Exercise details. Output the records in full, exactly as given.

Dataset.
PR #602, opened 2022-04-27
src: kwlib: check if the context is inside a git worktree

### LINKED ISSUE #551: src: kwlib: get git config functions should check if inside git repo
**Description:**

The functions `get_git_config_regex` and `get_all_git_config` should check if they are inside a git worktree before executing for the local scope, otherwise git will produce an error.

**How to Reproduce:**

The effects can be seen when attempting to use the list option of the mail feature, when executed outside of a git worktree the first line of output will be a message about the misuse of the `--local` option.

**Expected behavior:**

No git errors expected

mairacanal:
In the functions get_git_config_regex and get_all_git_config, git produce an
error when kw mail -l is running outside a git worktree.

In order to avoid such error, the git config function checks if the context
is inside a git worktree and changes the scope to global.

Closes #551 

Signed-off-by: Maíra Canal <maira.canal@usp.br>

### DIFF
--- a/src/kwlib.sh
+++ b/src/kwlib.sh
@@ -583,6 +583,11 @@ function get_all_git_config()
 
   flag=${flag:-'SILENT'}
 
+  # shellcheck disable=2119
+  if ! is_inside_work_tree; then
+    scope='global'
+  fi
+
   for scp in {'global','local'}; do
     if [[ -z "$scope" || "$scope" == "$scp" ]]; then
       output["$scp"]="$(cmd_manager "$flag" "$cmd --$scp $config" | sed -E "s/^/$scp\t/g")"
@@ -612,6 +617,11 @@ function get_git_config_regex()
   local scp
 
   flag=${flag:-'SILENT'}
+
+  # shellcheck disable=2119
+  if ! is_inside_work_tree; then
+    scope='global'
+  fi
 
   for scp in {'global','local'}; do
     if [[ -z "$scope" || "$scope" == "$scp" ]]; then
--- a/tests/kwlib_test.sh
+++ b/tests/kwlib_test.sh
@@ -559,13 +559,11 @@ function test_get_all_git_config()
   }
 
   output=$(get_all_git_config test-config '' 'TEST_MODE' | sort -d)
-  # expected='git config --get-all --show-scope -- test-config'
-  expected=$'global\t'"git config --get-all --global test-config"$'\n'
-  expected+=$'local\t'"git config --get-all --local test-config"
+  expected=$'global\t'"git config --get-all --global test-config"
   assert_equals_helper 'Testing command' "$LINENO" "$expected" "$output"
 
   output=$(get_all_git_config test-config 'local' 'TEST_MODE')
-  expected=$'local\tgit config --get-all --local test-config'
+  expected=$'global\tgit config --get-all --global test-config'
   assert_equals_helper 'Testing command' "$LINENO" "$expected" "$output"
 
   # only possible test at a global scope, as we have limited control over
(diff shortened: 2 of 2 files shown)


mairacanal:
Looking at the unit tests, I believe it is needed to understand the expected behavior. It is wanted to exit the command when it is outside a git worktree or it is wanted to display the global information?

src/kwlib.sh
```diff
@@ -577,12 +577,17 @@ function get_all_git_config()
...
   local scope="$2"
   local flag="$3"
+  local inside_git_repo='git rev-parse --is-inside-git-dir'
   local cmd='git config --get-all'
   local -A output
   local scp
 
   flag=${flag:-'SILENT'}
 
+  if [[ ! $($inside_git_repo 2> /dev/null) ]]; then
```
rodrigosiqueira, line 587: We already have a function for handling this check; look at `is_inside_work_tree`. If you use it, you can delete `inside_git_repo` variable and change this conditional to something like:
`if ! is_inside_work_tree; then`

rodrigosiqueira (changes requested):
Hi @mairacanal ,
Thanks a lot for this PR!

I added just one inline comment. However, notice that the test `test_get_all_git_config` does not pass after your change because you change the behavior of `test_get_all_git_config`. Please update the old test and make sure that we have a test that covers the case where we are in a git tree and outside it.

@kwy95 You probably want to review this as well.
Thanks

kwy95 (changes requested):
My current review I exactly as @rodrigosiqueira 's, try to use the function we already have. Otherwise this looks good.

mairacanal:
This shellcheck failure is kind of problematic for the code's proper functioning because the function's $1 does not mean the script's $1. Have you got any suggestions on how to silence this warning?

rodrigosiqueira:
@mairacanal, why not pass `flag` as a parameter?

mairacanal:
If `flag` is passed as a parameter, I have a couple of problems with the TEST_MODE flag on the unit tests. I am not sure why, but the indentation seems to change on the output.

```test_get_all_git_config
ASSERT:line 565: Testing command expected:<git rev-parse --is-inside-work-tree &> /dev/null
global	git config --get-all --global test-config
local	git config --get-all --local test-config> but was:<global	git config --get-all --global test-config
local	git config --get-all --local test-config>
ASSERT:line 569: Testing command expected:<git rev-parse --is-inside-work-tree &> /dev/null
local	git config --get-all --local test-config> but was:<local	git config --get-all --local test-config>
ASSERT:line 575: Testing command expected:<git rev-parse --is-inside-work-tree &> /dev/null
global	git config --get-all --global test-config> but was:<global	git config --get-all --global test-config>
test_get_git_config_regex
ASSERT:line 619: Testing command expected:<git rev-parse --is-inside-work-tree &> /dev/null
global	git config --get-regexp --global 'test-config'
local	git config --get-regexp --local 'test-config'> but was:<global	git config --get-regexp --global 'test-config'
local	git config --get-regexp --local 'test-config'>
ASSERT:line 623: Testing command expected:<git rev-parse --is-inside-work-tree &> /dev/null
local	git config --get-regexp --local 'test-config'> but was:<local	git config --get-regexp --local 'test-config'>
ASSERT:line 629: Testing command expected:<git rev-parse --is-inside-work-tree &> /dev/null
global	git config --get-regexp --global 'test-config'> but was:<global	git config --get-regexp --global 'test-config'>
```

As far as user experience, the use of the `flag` parameter seems to keep everything running as expected. 

Do you have any idea on this flag issue?

kwy95:
@mairacanal Just add this line to the top of both ifs: `# shellcheck disable=2119` :)

rodrigosiqueira:
Merged! Thanks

Output for this exercise.
PR #602, opened 2022-04-27
src: kwlib: check if the context is inside a git worktree

### LINKED ISSUE #551: src: kwlib: get git config functions should check if inside git repo
**Description:**

The functions `get_git_config_regex` and `get_all_git_config` should check if they are inside a git worktree before executing for the local scope, otherwise git will produce an error.

**How to Reproduce:**

The effects can be seen when attempting to use the list option of the mail feature, when executed outside of a git worktree the first line of output will be a message about the misuse of the `--local` option.

**Expected behavior:**

No git errors expected

mairacanal:
In the functions get_git_config_regex and get_all_git_config, git produce an
error when kw mail -l is running outside a git worktree.

In order to avoid such error, the git config function checks if the context
is inside a git worktree and changes the scope to global.

Closes #551 

Signed-off-by: Maíra Canal <maira.canal@usp.br>

### DIFF
--- a/src/kwlib.sh
+++ b/src/kwlib.sh
@@ -583,6 +583,11 @@ function get_all_git_config()
 
   flag=${flag:-'SILENT'}
 
+  # shellcheck disable=2119
+  if ! is_inside_work_tree; then
+    scope='global'
+  fi
+
   for scp in {'global','local'}; do
     if [[ -z "$scope" || "$scope" == "$scp" ]]; then
       output["$scp"]="$(cmd_manager "$flag" "$cmd --$scp $config" | sed -E "s/^/$scp\t/g")"
@@ -612,6 +617,11 @@ function get_git_config_regex()
   local scp
 
   flag=${flag:-'SILENT'}
+
+  # shellcheck disable=2119
+  if ! is_inside_work_tree; then
+    scope='global'
+  fi
 
   for scp in {'global','local'}; do
     if [[ -z "$scope" || "$scope" == "$scp" ]]; then
--- a/tests/kwlib_test.sh
+++ b/tests/kwlib_test.sh
@@ -559,13 +559,11 @@ function test_get_all_git_config()
   }
 
   output=$(get_all_git_config test-config '' 'TEST_MODE' | sort -d)
-  # expected='git config --get-all --show-scope -- test-config'
-  expected=$'global\t'"git config --get-all --global test-config"$'\n'
-  expected+=$'local\t'"git config --get-all --local test-config"
+  expected=$'global\t'"git config --get-all --global test-config"
   assert_equals_helper 'Testing command' "$LINENO" "$expected" "$output"
 
   output=$(get_all_git_config test-config 'local' 'TEST_MODE')
-  expected=$'local\tgit config --get-all --local test-config'
+  expected=$'global\tgit config --get-all --global test-config'
   assert_equals_helper 'Testing command' "$LINENO" "$expected" "$output"
 
   # only possible test at a global scope, as we have limited control over
(diff shortened: 2 of 2 files shown)


mairacanal:
Looking at the unit tests, I believe it is needed to understand the expected behavior. It is wanted to exit the command when it is outside a git worktree or it is wanted to display the global information?

src/kwlib.sh
```diff
@@ -577,12 +577,17 @@ function get_all_git_config()
...
   local scope="$2"
   local flag="$3"
+  local inside_git_repo='git rev-parse --is-inside-git-dir'
   local cmd='git config --get-all'
   local -A output
   local scp
 
   flag=${flag:-'SILENT'}
 
+  if [[ ! $($inside_git_repo 2> /dev/null) ]]; then
```
rodrigosiqueira, line 587: We already have a function for handling this check; look at `is_inside_work_tree`. If you use it, you can delete `inside_git_repo` variable and change this conditional to something like:
`if ! is_inside_work_tree; then`

rodrigosiqueira (changes requested):
Hi @mairacanal ,
Thanks a lot for this PR!

I added just one inline comment. However, notice that the test `test_get_all_git_config` does not pass after your change because you change the behavior of `test_get_all_git_config`. Please update the old test and make sure that we have a test that covers the case where we are in a git tree and outside it.

@kwy95 You probably want to review this as well.
Thanks

kwy95 (changes requested):
My current review I exactly as @rodrigosiqueira 's, try to use the function we already have. Otherwise this looks good.

mairacanal:
This shellcheck failure is kind of problematic for the code's proper functioning because the function's $1 does not mean the script's $1. Have you got any suggestions on how to silence this warning?

rodrigosiqueira:
@mairacanal, why not pass `flag` as a parameter?

mairacanal:
If `flag` is passed as a parameter, I have a couple of problems with the TEST_MODE flag on the unit tests. I am not sure why, but the indentation seems to change on the output.

```test_get_all_git_config
ASSERT:line 565: Testing command expected:<git rev-parse --is-inside-work-tree &> /dev/null
global	git config --get-all --global test-config
local	git config --get-all --local test-config> but was:<global	git config --get-all --global test-config
local	git config --get-all --local test-config>
ASSERT:line 569: Testing command expected:<git rev-parse --is-inside-work-tree &> /dev/null
local	git config --get-all --local test-config> but was:<local	git config --get-all --local test-config>
ASSERT:line 575: Testing command expected:<git rev-parse --is-inside-work-tree &> /dev/null
global	git config --get-all --global test-config> but was:<global	git config --get-all --global test-config>
test_get_git_config_regex
ASSERT:line 619: Testing command expected:<git rev-parse --is-inside-work-tree &> /dev/null
global	git config --get-regexp --global 'test-config'
local	git config --get-regexp --local 'test-config'> but was:<global	git config --get-regexp --global 'test-config'
local	git config --get-regexp --local 'test-config'>
ASSERT:line 623: Testing command expected:<git rev-parse --is-inside-work-tree &> /dev/null
local	git config --get-regexp --local 'test-config'> but was:<local	git config --get-regexp --local 'test-config'>
ASSERT:line 629: Testing command expected:<git rev-parse --is-inside-work-tree &> /dev/null
global	git config --get-regexp --global 'test-config'> but was:<global	git config --get-regexp --global 'test-config'>
```

As far as user experience, the use of the `flag` parameter seems to keep everything running as expected. 

Do you have any idea on this flag issue?

kwy95:
@mairacanal Just add this line to the top of both ifs: `# shellcheck disable=2119` :)

rodrigosiqueira:
Merged! Thanks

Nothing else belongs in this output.